Wascana Review
- Editor: Kathleen Wall
- Categories: Literary magazine
- Frequency: Biannual
- Publisher: University of Regina
- Founded: 1966
- Final issue: 2012
- Country: Canada
- Website: https://www.wascanareview.com
- ISSN: 0043-0412 (print) 1923-7588 (web)
- OCLC: 301747930

= Wascana Review =

Canadian literary magazine

Wascana Review was a biannual literary magazine, established in 1966, published by the University of Regina. The magazine was published open access, beginning with vol. 42 (2007). Due to decreases in funding of the English Department at the University of Regina, it ceased publication in 2012.

The review focused on essays, articles, and poetry by contemporary authors.
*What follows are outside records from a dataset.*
PR #37761, opened 2024-01-16
docs - mysql version note

jeff-bruemmer:
Adds notes about MySQL version.


docs/databases/connecting.md
```diff
@@ -26,8 +26,8 @@ The databases listed below have official drivers maintained by the Metabase team
 - [Amazon Athena](./connections/athena.md)
 - [BigQuery](./connections/bigquery.md) (Google Cloud Platform)
 - [Druid](./connections/druid.md)
-- [MongoDB (version 4.2 or higher)](./connections/mongodb.md)
-- [MySQL (version 5.7 or higher, as well as MariaDB version 10.2 or higher)](./connections/mysql.md)
+- [MongoDB (recommend version 4.2 or higher)](./connections/mongodb.md)
+- [MySQL (recommend version 8.0.33 or higher, as well as MariaDB version 10.4 or higher)](./connections/mysql.md)
```
paoliniluis, line 30: I would say simply 8+ here

metamben: `8.0.33` is the version we currently test against. I'm reluctant to recommend something we haven't tested at all.
 I assume we don't want to see bug reports for versions older than that, do we?

That said, `8.0.33` might change, because the version is not explicitly specified in the tests, which is unfortunate.

metamben (approved):

PR #37764, opened 2024-01-16
Exclude :card from the parameter types which require defaults to be considered fully parameterized 

### LINKED ISSUE #25022: Pinning a native question that references another question will fail to render
**Describe the bug**
When creating a native question that references another question (no matter if native or GUI), the question won't render and will show a "open this question and fill in its variables to see it". If you open the question, everything is fine.

**Logs**
No logs on the BE, as there's no error

**To Reproduce**
1) create a gui question (like new->question->orders->visualize->save it as orders). It should have ID 1
2) create a native question (`select * from {{#1}} as pepe`). Save it
3) Pin the second (native) question to the collection. See it fail when it shouldn't, doesn't have any params

**Expected behavior**
Only fail when there are questions that need params, or when there are questions based on questions that need params and don't have a default param

**Screenshots**
NA

- Your databases: Postgres
- Metabase version: 44.1
- Metabase internal database: Postgres

**Severity**
P2

**Additional context**
Reported by a customer

noahmoss:
Fixes https://github.com/metabase/metabase/issues/25022

* Exclude :card from the parameter types which require defaults to be considered fully parameterized to resolve https://github.com/metabase/metabase/issues/25022
* Fix typo across the code base: `parametrized` -> `parameterized`

**Product question:**

We don't want to attempt to render cards that need user input (parameters, required filters, etc). There's no hope of running a query that needs user choices.

In the past, the mechanism that determined if a query was parameterized considered depending on another query as the same as being parameterized. This isn't necessarily true, but checking cards can get expensive, especially in light of the fact that those queries can depend on other queries, which can depend on other queries, which .... So this just bailed at the first nested query and wouldn't run the question (which is the linked issue).

The change here will consider nested queries as _not_ parameterized. This is probably correct in most cases. But we don't have a mechanism to check that all of the nested queries are not paramaterized. This just assumes they aren't. Based on my gut feeling of how many people are using a parameterized query as a nested query (this doesn't work as there's no way to pass parameters down into the nested query) I think we can get away with this.

#### Why we think using a nested, parameterized query is very rare
This type of question will currently be broken no matter what, since there's no way to pass parameters down into the card that is referenced. So just configuring the nested query will show immediately that it's broken, and then it not rendering in the collection pinning is understandable.

So when it's pinned, we show `There was a problem displaying this chart` because the question itself is essentially broken due to product limitations. Is this OK?

image

### DIFF
--- a/frontend/src/metabase-types/api/collection.ts
+++ b/frontend/src/metabase-types/api/collection.ts
@@ -75,7 +75,7 @@ export interface CollectionItem {
   copy?: boolean;
   collection_position?: number | null;
   collection_preview?: boolean | null;
-  fully_parametrized?: boolean | null;
+  fully_parameterized?: boolean | null;
   collection?: Collection | null;
   display?: CardDisplayType;
   personal_owner_id?: UserId;
--- a/src/metabase/api/collection.clj
+++ b/src/metabase/api/collection.clj
@@ -93,7 +93,7 @@
                ;; Order NULL collection types first so that audit collections are last
                :order-by [[[[:case [:= :type nil] 0 :else 1]] :asc]
                           [:%lower.name :asc]]})
-    exclude-other-user-collections (remove-other-users-personal-subcollections api/*current-user-id*)))
+   exclude-other-user-collections (remove-other-users-personal-subcollections api/*current-user-id*)))
 
 (api/defendpoint GET "/"
   "Fetch a list of all Collections that the current user has read permissions for (`:can_write` is returned as an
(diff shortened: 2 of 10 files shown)


frontend/src/metabase-types/api/collection.ts
```diff
@@ -75,7 +75,7 @@ export interface CollectionItem {
   copy?: boolean;
   collection_position?: number | null;
   collection_preview?: boolean | null;
-  fully_parametrized?: boolean | null;
+  fully_parameterized?: boolean | null;
```
iethree, line 78: 😁 thanks for fixing the typo

src/metabase/api/collection.clj
```diff
@@ -412,7 +412,7 @@
                                   (comp (filter params/Param?)
                                         (map :k))
                                   (params.parse/parse text))]
-      (and (every? #(or (#{:dimension :snippet} (:type %))
+      (and (every? #(or (#{:dimension :snippet :card} (:type %))
```
noahmoss, line 415: This line is the substance of the change

johnswanson (approved):
Makes sense to me

Issue #37173, opened 2023-12-29
[MLv2] [Testing plan] Custom columns


ranquild:
`availableMetrics`:
- [x] returns a list of metrics for the source table
- [x] returns an empty list when there are no metrics for the source table
- [x] does not return metrics for other tables not used in the query
- [x] does not return metrics for tables used in joins
- [x] does not return metrics for stages other than 0
- [x] does not return metrics for queries based on saved questions, both mbql and native

`availableSegments`:
- [x] same as `availableMetrics`

`legacyRef`:
- [x] works for columns
- [x] works for segments -> `["segment", 1]`
- [x] works for metrics => `["metric", 1]`

`expressionClauseForLegacyExpression`:
- [x] works for simple expressions `1 + 2`
- [x] works for expressions with columns (with `legacyRef`)
- [x] works for expressions with segments (with `legacyRef`)
- [x] works for expressions with metrics (with `legacyRef`)
- [x] result expression can be used to create a filter with `filter` call
- [x] result expression can be used to create an aggregation with `aggregate` call
- [x] result expression can be used to create a custom column with `expression` call

`legacyExpressionForExpressionClause`:
- [x] works for simple expressions `1 + 2`
- [x] works for expressions with columns
- [x] works for expressions with segments
- [x] works for expressions with metrics
- [x] works for filters obtained from `filters` call
- [x] works for aggregations obtained from `aggregations` call
- [x] works for custom columns obtained from `expressions` call
- [x] works with `expressionClauseForLegacyExpression` - should result in the original expression

`withExpressionName`:
- [x] works for filters obtained from `filters` call
- [x] works for aggregations obtained from `aggregations` call
- [x] works for custom columns obtained from `expressions` call
- [x] works for expressions obtained from `expressionClauseForLegacyExpression` call
- [x] allows to add the name for an expression without one and `displayInfo` uses this name
- [x] allows to update the name for an expression and `displayInfo` uses this name

`expression`
- [x] adds a new expression obtained from `expressionClauseForLegacyExpression` call

`expressions`
- [x] returns expressions added with `expression` call

PR #37767, opened 2024-01-16
Add test for available-metrics and available-segments

metamben:
Part of #37173.

### DIFF
--- a/src/metabase/lib/metric.cljc
+++ b/src/metabase/lib/metric.cljc
@@ -97,18 +97,19 @@
    (available-metrics query -1))
   ([query :- ::lib.schema/query
     stage-number :- :int]
-   (when-let [source-table-id (lib.util/source-table-id query)]
-     (let [metrics (lib.metadata.protocols/metrics (lib.metadata/->metadata-provider query) source-table-id)
-           metric-aggregations (into {}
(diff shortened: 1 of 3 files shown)


snoe (approved):

src/metabase/lib/metric.cljc
```diff
@@ -97,18 +97,19 @@
...
-                                                  aggregation-pos (assoc :aggregation-position aggregation-pos))))
-                                            metrics))))))
+   (when (zero? (lib.util/canonical-stage-index query stage-number))
+     (when-let [source-table-id (lib.util/source-table-id query)]
+      (let [metrics (lib.metadata.protocols/metrics (lib.metadata/->metadata-provider query) source-table-id)
+            metric-aggregations (into {}
+                                      (keep-indexed (fn [index aggregation-clause]
+                                                      (when (lib.util/clause-of-type? aggregation-clause :metric)
+                                                        [(get aggregation-clause 2) index])))
+                                      (:aggregation (lib.util/query-stage query stage-number)))]
```
snoe, line 107: This could probably use the `lib/aggregations` fn

metamben: I'll sneak that change in in my next PR.

Issue #36400, opened 2023-12-05
Error calculating display info on filtering with a model


darksciencebase:
> This seems MBQL-related. In the repro I:
> 1. Went to [the model](https://stats.metabase.com/model/14583)
> 2. Filtered in chill mode (which works)
> 3. Opened notebook mode
> 4. Removed the filter
> 5. Opened the filter UI again
> 6. It broke

[Slack Message](https://metaboat.slack.com/archives/C05MPF0TM3L/p1701771677901339?thread_ts=1701771677.901339&cid=C05MPF0TM3L) (there's a loom of the repro in the thread)

```
n0.gi {message: "Error calculating display info for column-group: Cannot read properties of null (reading 'replace')", data: n0.h, cause: TypeError: Cannot read properties of null (reading 'replace')
    at a (https://stats.metabase.com/…, name: 'Error', description: undefined, …}
iJ @ react-dom.production.min.js:209
n.payload @ react-dom.production.min.js:227
oO @ react-dom.production.min.js:129
iI @ react-dom.production.min.js:179
l @ react-dom.production.min.js:263
aH @ react-dom.production.min.js:246
(anonymous) @ react-dom.production.min.js:246
aW @ react-dom.production.min.js:246
(anonymous) @ react-dom.production.min.js:123
t.unstable_runWithPriority @ scheduler.production.min.js:19
on @ react-dom.production.min.js:122
oi @ react-dom.production.min.js:123
oo @ react-dom.production.min.js:122
Y @ react-dom.production.min.js:287
tU @ react-dom.production.min.js:68
```

bshepherdson:
I'll take a look at this. It sounds like it might be the same cause as #37067, which has a fixed out for review #37536. Once that is in stats it'll be easy to try again to repro it.

bshepherdson:
Actually I can't reproduce this.

Looking more closely at the steps and outcome, I suspect that this was fixed by removing empty stages (#37311). With a SQL model, creating the filter adds a new stage, and then removing the filter empties the stage. Then I guess something broke when trying to open the Filters UI again.

Closing as no repro.

bshepherdson:
Ah, I can repro this. I'm looking into it.

bshepherdson:
The immediate error is coming from trying to regex-match against the `:display-name` of a field, but it's `nil` rather than a string. The `:display-name` is nil I think because we don't have the target field in the metadata yet.

[...]

PR #37771, opened 2024-01-16
[MLv2] Look up FK columns in `visible-columns`, not metadata

bshepherdson:
Models can override the `:id` and `:fk-target-field-id` of a column, and
can even lie and treat a quantity as a FK. Therefore we have to use the
query's view of the column and not the global field from the metadata.

This is a speculative fix for #36400, which I can't reproduce locally.

### DIFF
--- a/src/metabase/lib/column_group.cljc
+++ b/src/metabase/lib/column_group.cljc
@@ -1,5 +1,6 @@
 (ns metabase.lib.column-group
   (:require
+   [medley.core :as m]
    [metabase.lib.card :as lib.card]
    [metabase.lib.join :as lib.join]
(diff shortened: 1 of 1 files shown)


bshepherdson:
* `master`
  * **PR #37771** <a href="https://app.graphite.dev/github/pr/metabase/metabase/37771?utm_source=stack-comment-icon" target="_blank">Graphite</a>  👈

This [stack of pull requests](https://stacking.dev/?utm_source=stack-comment) is managed by [Graphite](https://app.graphite.dev/github/pr/metabase/metabase/37771?utm_source=stack-comment).

metamben (approved):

Its contributors included Di Brandt, Elizabeth Brewster, Sharon Butala, Lorna Crozier, Northrop Frye, Janette Turner Hospital, Linda Hutcheon, Mark Kingwell, Robert Kroetsch, Susan Musgrave, Al Purdy, Leon Rooke, Guy Vanderhaeghe, Tom Wayman, Susan McCaslin, Lance Woolaver, and George Woodcock. It contained video and sound files, as well as text.

Its former editors-in-chief have included Joan Givner; as of 2011, the general editor was Kathleen Wall.